____ DATA SHOWN
Issue #771, opened 2020-08-05
Add variable type


gemal:
to be able to see if a variable is a int or string since it's impossible to see if a variable is "8". is that a string 8 or 8 int
today:
![image](https://user-images.githubusercontent.com/69105/89403707-079b6480-d719-11ea-886a-5c3aac8c3eec.png)

perhaps something like this:
![image](https://user-images.githubusercontent.com/69105/89403683-fe11fc80-d718-11ea-9592-36e6d0a51f88.png)

would that be something anybody would be interested in?

markstory:
I think this is already available in the 4.x version of debugkit. Were you hoping to see this change in an earlier release?

dereuromark:
I checked and didnt see it either, though.

markstory:
@dereuromark hrm. Maybe I only thought about doing it and then forgot to actually do it.

dereuromark:
![Screenshot from 2020-08-09 15-34-23](https://user-images.githubusercontent.com/39854/89733451-d5aa3b00-da55-11ea-855c-f78586db7f2b.png)

non-scalar ones seem to have that, and NULL
but not string/int etc, which are hard to tell the type of then.

markstory:
Would using the new debug output from 4.1 work to help solve this? I think it could make output more consistent with the rest of CakePHP, fix this problem and give us less code to maintain in the long run.  This is the change that I had thought I did but didn't actually do.

dereuromark:
PR opened for it.

dereuromark:
@markstory Using it now I discovered a few follow ups

The root level should probably stay the former list of expandable items
Right now the whole huge array is dumped at once
```
[
    '_authUser' => [
],
    'queuedJobs' => [
],
    'queuedJob' => [
...
```
which can be thousands and millions of rows directly

The other issue is the tick box "Sort variables by name" above that now also become not functional due to this.

markstory:
@dereuromark I think the collapsing is fixed in 4.1.3 I can verify that though. I'll check out the sort variables feature as that was done before the HTML was generated before.

PR #772, opened 2020-08-11
Feat/improve dump

markstory:
Make the variable dump output use the new HTML formatting provided in CakePHP. This makes DebugKit more consistent with the rest of Cake and will allow us to remove some code from DebugKit. Furthermore, it makes the types of variables easier to spot than today solving #771

### DIFF
--- a/templates/layout/panel.php
+++ b/templates/layout/panel.php
@@ -5,7 +5,7 @@
 echo $this->fetch('content');
 ?>
 <script type="text/javascript">
-if (window.__cakeDebugBlockInit()) {
+if (window.__cakeDebugBlockInit) {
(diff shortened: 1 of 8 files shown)


templates/layout/panel.php
```diff
@@ -2,5 +2,10 @@
 /**
  * @var \DebugKit\View\AjaxView $this
  */
-
 echo $this->fetch('content');
+?>
+<script type="text/javascript">
+if (window.__cakeDebugBlockInit()) {
```
othercorey, line 8:
```suggestion
if (window.__cakeDebugBlockInit) {
```

dereuromark:
Works like a charm :)

Issue #773, opened 2020-08-19
Notice: Undefined index: debugKitLog


dereuromark:
Latest 3.x version of DebugKit throws

> Notice (8): Undefined index: debugKitLog [ROOT/vendor/cakephp/debug_kit/src/Mailer/Transport/DebugKitTransport.php, line 37]

Maybe we can avoid this notice?

```
Cake\Core\BasePlugin::{closure}() - ROOT/vendor/cakephp/debug_kit/config/bootstrap.php, line 43
DebugKit\Mailer\Transport\DebugKitTransport::__construct() - ROOT/vendor/cakephp/debug_kit/src/Mailer/Transport/DebugKitTransport.php, line 37
DebugKit\Mailer\Transport\DebugKitTransport::__construct() - ROOT/vendor/cakephp/debug_kit/src/Mailer/Transport/DebugKitTransport.php, line 56
Cake\Mailer\TransportRegistry::_create() - CORE/src/Mailer/TransportRegistry.php, line 90
```

markstory:
Why is the constructor called twice in a row? Is DebugKit wrapping itself somehow?

dereuromark:
I had this case when upgrading an app from 3.x to 4.x
And it blocked moving forward with other things.
So it would be good if we find a solution to not through those warnings - as this complicates the upgrade path.

PR #774, opened 2020-08-19
Fix notice in transport

dereuromark:
Resolves https://github.com/cakephp/debug_kit/issues/773

### DIFF
--- a/src/Mailer/Transport/DebugKitTransport.php
+++ b/src/Mailer/Transport/DebugKitTransport.php
@@ -3,6 +3,7 @@ declare(strict_types=1);
 
 namespace DebugKit\Mailer\Transport;
 
+use ArrayObject;
 use Cake\Core\App;
 use Cake\Mailer\AbstractTransport;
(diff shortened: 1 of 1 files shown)


dereuromark:
If this is acceptable we should backport this to 3.x then (where this occurred)

src/Mailer/Transport/DebugKitTransport.php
________
WHAT YOU HAVE TO DO ::
All of the data above needs to be transcribed verbatim.

PROBLEM SOLUTION ::
Issue #771, opened 2020-08-05
Add variable type


gemal:
to be able to see if a variable is a int or string since it's impossible to see if a variable is "8". is that a string 8 or 8 int
today:
![image](https://user-images.githubusercontent.com/69105/89403707-079b6480-d719-11ea-886a-5c3aac8c3eec.png)

perhaps something like this:
![image](https://user-images.githubusercontent.com/69105/89403683-fe11fc80-d718-11ea-9592-36e6d0a51f88.png)

would that be something anybody would be interested in?

markstory:
I think this is already available in the 4.x version of debugkit. Were you hoping to see this change in an earlier release?

dereuromark:
I checked and didnt see it either, though.

markstory:
@dereuromark hrm. Maybe I only thought about doing it and then forgot to actually do it.

dereuromark:
![Screenshot from 2020-08-09 15-34-23](https://user-images.githubusercontent.com/39854/89733451-d5aa3b00-da55-11ea-855c-f78586db7f2b.png)

non-scalar ones seem to have that, and NULL
but not string/int etc, which are hard to tell the type of then.

markstory:
Would using the new debug output from 4.1 work to help solve this? I think it could make output more consistent with the rest of CakePHP, fix this problem and give us less code to maintain in the long run.  This is the change that I had thought I did but didn't actually do.

dereuromark:
PR opened for it.

dereuromark:
@markstory Using it now I discovered a few follow ups

The root level should probably stay the former list of expandable items
Right now the whole huge array is dumped at once
```
[
    '_authUser' => [
],
    'queuedJobs' => [
],
    'queuedJob' => [
...
```
which can be thousands and millions of rows directly

The other issue is the tick box "Sort variables by name" above that now also become not functional due to this.

markstory:
@dereuromark I think the collapsing is fixed in 4.1.3 I can verify that though. I'll check out the sort variables feature as that was done before the HTML was generated before.

PR #772, opened 2020-08-11
Feat/improve dump

markstory:
Make the variable dump output use the new HTML formatting provided in CakePHP. This makes DebugKit more consistent with the rest of Cake and will allow us to remove some code from DebugKit. Furthermore, it makes the types of variables easier to spot than today solving #771

### DIFF
--- a/templates/layout/panel.php
+++ b/templates/layout/panel.php
@@ -5,7 +5,7 @@
 echo $this->fetch('content');
 ?>
 <script type="text/javascript">
-if (window.__cakeDebugBlockInit()) {
+if (window.__cakeDebugBlockInit) {
(diff shortened: 1 of 8 files shown)


templates/layout/panel.php
```diff
@@ -2,5 +2,10 @@
 /**
  * @var \DebugKit\View\AjaxView $this
  */
-
 echo $this->fetch('content');
+?>
+<script type="text/javascript">
+if (window.__cakeDebugBlockInit()) {
```
othercorey, line 8:
```suggestion
if (window.__cakeDebugBlockInit) {
```

dereuromark:
Works like a charm :)

Issue #773, opened 2020-08-19
Notice: Undefined index: debugKitLog


dereuromark:
Latest 3.x version of DebugKit throws

> Notice (8): Undefined index: debugKitLog [ROOT/vendor/cakephp/debug_kit/src/Mailer/Transport/DebugKitTransport.php, line 37]

Maybe we can avoid this notice?

```
Cake\Core\BasePlugin::{closure}() - ROOT/vendor/cakephp/debug_kit/config/bootstrap.php, line 43
DebugKit\Mailer\Transport\DebugKitTransport::__construct() - ROOT/vendor/cakephp/debug_kit/src/Mailer/Transport/DebugKitTransport.php, line 37
DebugKit\Mailer\Transport\DebugKitTransport::__construct() - ROOT/vendor/cakephp/debug_kit/src/Mailer/Transport/DebugKitTransport.php, line 56
Cake\Mailer\TransportRegistry::_create() - CORE/src/Mailer/TransportRegistry.php, line 90
```

markstory:
Why is the constructor called twice in a row? Is DebugKit wrapping itself somehow?

dereuromark:
I had this case when upgrading an app from 3.x to 4.x
And it blocked moving forward with other things.
So it would be good if we find a solution to not through those warnings - as this complicates the upgrade path.

PR #774, opened 2020-08-19
Fix notice in transport

dereuromark:
Resolves https://github.com/cakephp/debug_kit/issues/773

### DIFF
--- a/src/Mailer/Transport/DebugKitTransport.php
+++ b/src/Mailer/Transport/DebugKitTransport.php
@@ -3,6 +3,7 @@ declare(strict_types=1);
 
 namespace DebugKit\Mailer\Transport;
 
+use ArrayObject;
 use Cake\Core\App;
 use Cake\Mailer\AbstractTransport;
(diff shortened: 1 of 1 files shown)


dereuromark:
If this is acceptable we should backport this to 3.x then (where this occurred)

src/Mailer/Transport/DebugKitTransport.php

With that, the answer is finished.